The safety and scientific validity of this study is the responsibility of the study sponsor and investigators. Listing a study does not mean it has been evaluated by the U.S. Federal Government. Read our disclaimer for details.
 
ClinicalTrials.gov Identifier: NCT03966157
Recruitment Status : Completed
First Posted : May 29, 2019
Last Update Posted : April 22, 2022
Sponsor:
Information provided by (Responsible Party):
Samuel Burton, MD, St. Louis University

Tracking Information
First Submitted Date  ICMJE May 22, 2019
First Posted Date  ICMJE May 29, 2019
Last Update Posted Date April 22, 2022
Actual Study Start Date  ICMJE June 19, 2019
Actual Primary Completion Date March 25, 2022   (Final data collection date for primary outcome measure)
Current Primary Outcome Measures  ICMJE
 (submitted: May 27, 2019)
Number of participants that need repeat endoscopy to replace dislodged feeding tubes, nasal bridle [ Time Frame: 12 months ]
Number of participants that need repeat endoscopy to replace dislodged feeding tubes, nasal bridle
Original Primary Outcome Measures  ICMJE Same as current
Change History
Current Secondary Outcome Measures  ICMJE Not Provided
Original Secondary Outcome Measures  ICMJE Not Provided
Current Other Pre-specified Outcome Measures Not Provided
Original Other Pre-specified Outcome Measures Not Provided
 
Descriptive Information
Brief Title  ICMJE Nasal Bridles and Repeat Endoscopic Procedures for Endoscopic Nasoenteric Tubes
Official Title  ICMJE The Role of a Nasal Bridle in the Frequency of Repeat Endoscopic Procedures for Endoscopic Naso-enteric Tube Placement
Brief Summary

In critically ill patients, nutrition is a major part of healing and recovery. In patients unable to tolerate oral feeding, nasoenteric tube feeding (a tube placed from the nose to the stomach or small intestine) provides a safe alternative for feeding. Some patients require these tubes to be placed endoscopically due to numerous patient factors including difficult anatomy, need for post-gastric feeding, among others). In patients that require endoscopically placed tubes, there is risk of perforation, infection, bleeding, aspiration, and rarely even death. In patients that have recurrent dislodgement of endoscopically placed tubes, the need for repeat endoscopy increases patient exposure to these risks. Traditional securing mechanism with adhesive tape to reduce dislodgment often fail in critically ill patients requiring patients to have repeat endoscopies to replace nasoenteric feeding tubes and subjects patients potentially to increased cumulative risks associated with each endoscopy.

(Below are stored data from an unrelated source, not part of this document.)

PR #1345, opened 2020-05-20
reformat with black

kosack:
as in #1265 , added back in a pre-commit hook for black, and reformatted all code. 

Though this means devs have less flexibility, it makes future commits and diffs much easier to read since the formatting will be the same (most people already are using black in their editor, so code gets reformatted automatically anyhow).  This should be the recommended practice


MaxNoe:
Why this python based pre-commit setup?
Wouldn't it be enough to add black to the environment and dev dependencies and  add

```
black .
```
to `.git/hooks/pre-commit`?

kosack:
> Why this python based pre-commit setup?

I just followed what they said in the black docs. Not sure exactly why it's better or worse.

kosack:
ah, now I remember why I used pre-commit.  I couldn't figure out how to make a pre-commit hook part of the package.  This way, you specify what hooks are there, and they get installed.  Things inside `.git` are not committable, right? Is there a better way to do it for all developers?

kosack:
perhaps we put them in a hooks/ subdir of the repo, and use this: https://git-scm.com/docs/git-config#Documentation/git-config.txt-corehooksPath ?

MaxNoe:
@kosack seems fine then.

PR #1348, opened 2020-05-20
last fixes for release of v0.8

kosack:
- remove pip installs from environment.yml, which are now conda packages (for Linux and MacOS)

### DIFF
--- a/environment.yml
+++ b/environment.yml
@@ -42,5 +42,5 @@ dependencies:
   - xz
   - zlib
   - zstandard
-  - eventio>=1.0
+  - eventio>=1.1.1
   - ctapipe-extra>=0.3
--- a/environment.yml
+++ b/environment.yml
@@ -42,6 +42,5 @@ dependencies:
   - xz
   - zlib
   - zstandard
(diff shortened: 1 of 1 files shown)


kosack:
any other last-minute cleanups?

MaxNoe:
see #1349

environment.yml
```diff
@@ -42,6 +42,5 @@ dependencies:
   - xz
   - zlib
   - zstandard
-  - pip:
-    - eventio~=1.0
-    - https://github.com/cta-observatory/ctapipe-extra/archive/v0.3.0.tar.gz
+  - eventio>=1.0
```
MaxNoe, line 45: we require at least  1.1.1 for the calibration event type. I thought I updated this also here (in setup.py it's correct)

MaxNoe: change to `>=1.1.1,<2`

kosack: done.  For the conda package, all specs are taken from setup.py, so if a user installs it via conda, it will be all ok.

PR #1349, opened 2020-05-20
Use precomputed mean/std to compute skewness and kurtosis

MaxNoe:
master:
```
334 µs ± 1.48 µs per loop (mean ± std. dev. of 7 runs, 1000 loops each)
```

this:
```
55.7 µs ± 549 ns per loop (mean ± std. dev. of 7 runs, 10000 loops each)
```

### DIFF
--- a/ctapipe/image/statistics.py
+++ b/ctapipe/image/statistics.py
@@ -28,8 +28,12 @@ def skewness(data, mean=None, std=None):
     skewness: float
         computed skewness
     """
-    mean = mean or np.mean(data)
-    std = std or np.std(data)
+    if mean is None:
+        mean = np.mean(data)
+
+    if std is None:
+        std = np.std(data)
+
     return np.mean(((data - mean) / std) ** 3)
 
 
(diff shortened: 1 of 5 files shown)


ctapipe/image/statistics.py
```diff
@@ -1,17 +1,77 @@
...
 
 from ..containers import StatisticsContainer
 
 
+def skewness(data, mean=None, std=None):
+    '''Calculate skewnewss (normalized third central moment)
+    with allowing precomputed mean and std.
+
+    With precomputed mean and std, this is ~10x faster than scipy.stats.skew
+    for our use case (1D arrays woth ~100-1000 elements)
```
dneise, line 11: typo in with

ctapipe/image/statistics.py
```diff
@@ -1,17 +1,77 @@
...
+    std = std or np.std(data)
+    return np.average(((data - mean) / std)**3)
+
+
+def kurtosis(data, mean=None, std=None, fisher=True):
+    '''Calculate kurtosis (normalized fourth central moment)
+    with allowing precomputed mean and std.
+
+    With precomputed mean and std, this is ~10x faster than scipy.stats.skew
+    for our use case (1D arrays woth ~100-1000 elements)
```
dneise, line 37: same typo again

watsonjj:
These are simple mathematical operations and has couple of temporary arrays....you could check what further performance you get with `njit`, and maybe with `(fastmath=True)`

MaxNoe:
I tried with njit and the improvement if any is in the noise.

MaxNoe:
Added more tests and njit, since it gave a 10 % improvement. Pls. review again.

MaxNoe:
@kosack done

MaxNoe:
pytest cov seems to be unable to work with the njit functions. This is unfortunate but also not really surprising in hindsight.

This is way diff coverage is so low

PR #1350, opened 2020-05-20
Improve performance of concentration by 2x by stripping units internally

MaxNoe:


kosack:
I think we can leave other speed improvements for the next minor release - there's probably a lot we can do

MaxNoe:
Agreed. These were just so simple that I had to make them :wink:

PR #1351, opened 2020-05-21
use robust fit to get timing slope

### LINKED ISSUE #1275: use a robust fitting in timing_parameters
Right now the computation, using `np.polyfit()` of the timing axis in timing_parameters can be quite biased if there are outliers included (some noise included after cleaning, which happens relatively often).  It was suggested here  https://github.com/cta-observatory/ctapipe/issues/602#issuecomment-350823139 that we should use a robust fitting routine (e.g. one that is not strongly affected by outliers), and this is already implenmented in MARS and EventDisplay. 

Here is a comparison of the results of fitting a linear function  with polyfit to several robust methods included in SciPy:

```py3
    N = 15
    x = np.arange(N)
    y = 3*x+2 + np.random.uniform(5.0,size=N)-2.5
    
    # add some outliers
    y[outlier_pos] = 3*x[4]+2 + outlier_level
    
    pslope, pintercept = np.polyfit(x,y,1)
    tslope, tintercept, err_slope_low, err_slope_high= stats.theilslopes(y,x=x)
    sslope, sintercept, = stats.siegelslopes(y,x=x, method='hierarchical')
    ssslope, ssintercept, = stats.siegelslopes(y,x=x, method='separate')
```

image

I suggest we replace `polyfit`  with `scipy.stats.siegelslopes` to get a better fit.  The only problem is that these functions do not return error estimates, so those must be computed separately. 

This is also mentioned in #1215

kosack:
fixes #1275 

This just re-computes the slope with `scipy.stats.siegelslopes()` to get a result that is less affected by outliers (which is known to improve the TwoPassWindowSum image extraction method)

It still uses polyfit to estimate errors, since siegelslopes does not return a cov matrix.

### DIFF
--- a/ctapipe/image/timing.py
+++ b/ctapipe/image/timing.py
@@ -9,6 +9,8 @@ from ..containers import TimingParametersContainer
 from .hillas import camera_to_shower_coordinates
 from ..utils.quantities import all_to_value
 
+from scipy.stats import siegelslopes
+
 
 __all__ = ["timing_parameters"]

The investigators propose to collect data for one year, the investigators will prospectively follow via chart review endoscopically placed naso-enteric tubes placed with a Standard AMT Bridle securement device and assess if there is a reduction in accidental tube removal requiring replacement endoscopically.

Detailed Description

Patients to be recruited are those who are scheduled to undergo routine upper endoscopy with nasoenteric tube placement. Patients will be randomized into two groups: control arm and device arm.

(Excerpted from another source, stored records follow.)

PR #1354, opened 2020-05-22
Miscelleanous performance improvements

MaxNoe:
## Quantity vs. Angle

```
In [4]: %timeit Angle(5, u.rad)                                                                                                               
10.1 µs ± 63.7 ns per loop (mean ± std. dev. of 7 runs, 100000 loops each)

In [5]: %timeit u.Quantity(5, u.rad)                                                                                                          
3.46 µs ± 28.7 ns per loop (mean ± std. dev. of 7 runs, 100000 loops each)
```

## Reimplement number_of_islands

From
```
318 µs ± 11.7 µs per loop (mean ± std. dev. of 7 runs, 1 loop each)
```
To
```
13.8 µs ± 15.4 µs per loop (mean ± std. dev. of 7 runs, 1 loop each)
```

## Timing parameters using sigma clipping instead of siegelslopes:

1855 pixels:

From
```
153 ms ± 382 µs per loop (mean ± std. dev. of 7 runs, 10 loops each)
```
To
```
311 µs ± 88.9 µs per loop (mean ± std. dev. of 7 runs, 1 loop each)
```

100 Pixels:
From 
```
4.35 ms ± 5.39 µs per loop (mean ± std. dev. of 7 runs, 100 loops each)
```
To
```
229 µs ± 102 µs per loop (mean ± std. dev. of 7 runs, 1 loop each)
```

## Overall

On the LST Muon Mono run:

From
```
10000/10000 [02:29<00:00, 66.99ev/s]
```
To
```
10000/10000 [01:28<00:00, 113.16ev/s]
```

### DIFF
--- a/ctapipe/image/timing.py
+++ b/ctapipe/image/timing.py
@@ -15,7 +15,7 @@ __all__ = ["timing_parameters"]
 
 
 @njit(cache=True)
-def linear_regression(x, y):
+def linear_regression(x, y, weights):
     """
     njit version of a least squares linear regression
 
@@ -40,14 +40,15 @@ def linear_regression(x, y):
     X = np.empty((len(x), 2))
     X[:, 0] = x
     X[:, 1] = 1
+    W = np.diag(weights)
 
-    cov = np.linalg.inv(X.T @ X)
-    params = cov @ X.T @ y
+    cov = np.linalg.inv(X.T @ W @ X)
+    params = cov @ X.T @ W @ y
     return params[0][0], params[1][0], cov
 
 
 @njit(cache=True)
-def sigma_clipping_linreg(x, y, kappa=2.5, n_iter=3):
+def sigma_clipping_linreg(x, y, weights, kappa=2.5, n_iter=3):
     """
     Linear regression with sigma clipping.
     Iteratively perform a linear regression, excluding points
@@ -75,7 +76,7 @@ def sigma_clipping_linreg(x, y, kappa=2.5, n_iter=3):
         covariance matrix of the slope and intercept
     """
 
-    a, b, cov = linear_regression(x, y)
+    a, b, cov = linear_regression(x, y, weights=weights)
     mask = np.ones(len(x), dtype=np.bool_)
 
     for i in range(n_iter):
@@ -83,7 +84,7 @@ def sigma_clipping_linreg(x, y, kappa=2.5, n_iter=3):
         sigma = np.std(delta)
         mask &= np.abs(delta) < (kappa * sigma)
 
-        a, b, cov = linear_regression(x[mask], y[mask])
+        a, b, cov = linear_regression(x[mask], y[mask], weights=weights[mask])
 
     return a, b, cov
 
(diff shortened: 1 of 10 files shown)


MaxNoe:
Okay, I am no bumping my head against this since an hour. Sometimes numba just get's stuck on `set.add`, I suspect a numba bug, but I cannot reproduces this outside of the num islands code

MaxNoe:
For my contrived test case, the sigma clipping and the siegelslopes are very similar:
```
import numpy as np
from scipy.stats import siegelslopes
from ctapipe.image.timing import linear_regression, sigma_clipping_linreg


np.random.seed(0)

x = np.random.uniform(-0.2, 0.2, 50)
x.sort()
y = 10 * x + 5 + np.random.normal(0, 0.2, 50)

y[-3] = 10
y[-5] = 12
y[-15] = 7


xp = np.array([x.min(), x.max()])

plt.plot(x, y, 'o')
plt.plot(xp, 10 * xp + 5, '-', label='truth')


a, b, cov = linear_regression(x, y)
plt.plot(xp, a * xp + b, '-', label='linear regression')

a, b, cov = sigma_clipping_linreg(x, y)
plt.plot(xp, a * xp + b, '-', label='sigma clipping')

a, b = siegelslopes(y, x)
plt.plot(xp, a * xp + b, '-', label='siegel slopes')


plt.legend()
plt.savefig('robust.png', dpi=300)

```

robust

ctapipe/image/timing.py
```diff
@@ -76,12 +76,13 @@ def sigma_clipping_linreg(x, y, kappa=3, n_iter=3):
     """
 
     a, b, cov = linear_regression(x, y)
+    mask = np.ones(len(x), dtype=np.bool_)
```
kosack, line 79: can use `np.ones_like(x, dtype=np.bool_)` here

MaxNoe: ones_like was a bit slower and we only support 1d here anyways.

kosack:
numba does support `np.linalg.lstsq` (https://numba.pydata.org/numba-doc/dev/developer/autogen_numpy_listing.html?highlight=lstsq#numpy.linalg.lstsq),  so you might use that rather than your own implementation (to avoid inverse problems), or use SVD or something

MaxNoe:
But numpy.linalg.lstsq does not support weights, does it?

kosack:
https://stackoverflow.com/questions/27128688/how-to-use-least-squares-with-weight-matrix

ctapipe/image/timing.py
```diff
@@ -4,17 +4,91 @@
...
+    cov: 2x2 ndarray
+        covariance matrix of the slope and intercept
+    """
+    y = y.reshape((-1, 1))
+    X = np.empty((len(x), 2))
+    X[:, 0] = x
+    X[:, 1] = 1
+    W = np.diag(weights)
+
+    cov = np.linalg.inv(X.T @ W @ X)
```
kosack, line 45: I suggest using `np.linalg.pinv()` here instead (pseudo-inverse, using SVD) That will never fail,  and is more stable.

MaxNoe:
Closed as it was getting to large and mixed changes affecting the results with changes only speeding things up. I will open follow-op PRs for the single changes.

Control arm includes patients that will have nasoenteric tubes secured with standard protocol, adhesive tape. Device arm includes patients that will have nasoenteric tubes secured with Standard AMT Bridle. The nasal bridles will be placed by the endoscopist. Upper endoscopy will not be affected. Placement of nasal bridle will take 1-2 minutes after endoscopic procedure completed. No addition sedation, medication or exposure necessary.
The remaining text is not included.